Lydia Phindile Makhubu
1 July 1937 (age 82)
|Alma mater||University of Toronto|
She was born at the Usuthu Mission in Swaziland. Her parents were teachers, but her father also worked as an orderly in health clinics. Her early exposure to medicine had a great influence on her choice of career; she initially wanted to become a doctor, but then switched to chemistry.
Makhubu graduated from Pius XII College (now the National University of Lesotho) in Lesotho with a B.Sc. in 1963. With a Canadian Commonwealth scholarship, she obtained an M.Sc. in organic chemistry from the University of Alberta in 1967, followed by a Ph.D. in medicinal chemistry from the University of Toronto in 1973, becoming the first Swazi woman to earn a doctorate.

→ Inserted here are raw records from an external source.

PR #95, opened 2024-11-04
Expose pointer to underlying AVCodecContext

l0rem1psum:
In fact, I propose adding similar methods to all C wrapper structs for better interoperability with client codes. Also, a reciprocal method/function to convert client's `unsafe.Pointer`s to their corresponding `go-astiav` bindings.


asticode:
Good idea, could you also add a test similar to [this](https://github.com/asticode/go-astiav/blob/master/frame_test.go#L21)?

asticode:
Thanks for the PR ❤️ 

PR #111, opened 2024-11-25
codec_context.go and format_context.go

oldma3095:
codec_context.go
`
func (cc *CodecContext) HardwareFrameContext() *HardwareFrameContext{
	return newHardwareFrameContextFromC(cc.c.hw_frames_ctx)
}
`
format_context.go
`
func (fc *FormatContext) DumpFormat(index int32, url string, isOutput int32) {
	urlc := (*C.char)(nil)
	if len(url) > 0 {
		urlc = C.CString(url)
		defer C.free(unsafe.Pointer(urlc))
	}
	C.av_dump_format(fc.c, C.int(index), urlc, C.int(isOutput))
}
`

### DIFF
--- a/format_context.go
+++ b/format_context.go
@@ -366,13 +366,11 @@ func (fc *FormatContext) FindBestStream(mt MediaType, wantedStreamIndex, related
 }
 
 // https://ffmpeg.org/doxygen/7.0/group__lavf__misc.html#gae2645941f2dc779c307eb6314fd39f10
-// prints detailed information about the input or output format, such as
-// duration, bitrate, streams, container, programs, metadata, side data, codec and time base.
 func (fc *FormatContext) DumpFormat(index int32, url string, isOutput int32) {
-	urlc := (*C.char)(nil)
+	curl := (*C.char)(nil)
 	if len(url) > 0 {
-		urlc = C.CString(url)
-		defer C.free(unsafe.Pointer(urlc))
+		curl = C.CString(url)
+		defer C.free(unsafe.Pointer(curl))
 	}
-	C.av_dump_format(fc.c, C.int(index), urlc, C.int(isOutput))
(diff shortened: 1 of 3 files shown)


format_context.go
```diff
@@ -364,3 +364,15 @@ func (fc *FormatContext) FindBestStream(mt MediaType, wantedStreamIndex, related
 	}
 	return nil, nil, fmt.Errorf("astiav: no stream with index %d", ret)
 }
+
+// https://ffmpeg.org/doxygen/7.0/group__lavf__misc.html#gae2645941f2dc779c307eb6314fd39f10
+// prints detailed information about the input or output format, such as
+// duration, bitrate, streams, container, programs, metadata, side data, codec and time base.
+func (fc *FormatContext) DumpFormat(index int32, url string, isOutput int32) {
```
asticode, line 371: Could you rename the method to `Dump` and update arguments to `streamIndex int, url string, isOutput bool`?

format_context.go
```diff
@@ -364,3 +364,15 @@ func (fc *FormatContext) FindBestStream(mt MediaType, wantedStreamIndex, related
...
+	urlc := (*C.char)(nil)
```
asticode, line 372: To follow the same convention as in the rest of the lib, could you rename this variable to `curl` instead of `urlc`?

format_context.go
asticode, line 371: Can you add a test [here](https://github.com/asticode/go-astiav/blob/master/format_context_test.go#L37) (keep a newline before and after your new test) that would set the log callback, dump the format context, assert the content of the logs **and reset the log callback**?

asticode (changes requested):
Thanks for the PR!

asticode:
Thanks for the PR! ❤️ 

I'll do some minor tweaks in the test in the coming minutes, but let me know whether you need a tag 👍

She returned to her homeland and joined the faculty of the University of Swaziland, becoming a lecturer in the chemistry department in 1973, the dean of science from 1976 to 1980, a senior lecturer in 1979, a full professor the following year, and vice-chancellor from 1988 to 2003. Her research focused on the medical effects of plants used by traditional Swazi healers.

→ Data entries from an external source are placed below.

PR #113, opened 2024-11-27
av_q2d

oldma3095:
mathematics.go
mathematics_test.go


asticode:
[Rational.Float64()](https://github.com/asticode/go-astiav/blob/master/rational.go#L39) already exists, isn't it doing the exact same thing?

From its inception in 1993 until 2005, Makhubu was the President of the Third World Organization for Women in Science, which provides fellowships for postgraduate study. She was the first woman chairperson of the executive committee of the Association of Commonwealth Universities. She also served in numerous other organizations, such as the United Nations Advisory Committee on Science and Technology for Development.
She has received numerous grants and honours, including a MacArthur Foundation grant (1993–1995), and honorary doctorates from various universities, including a doctor of laws from Saint Mary's University in 1991.
She married the surgeon Daniel Mbatha; they have a son and a daughter.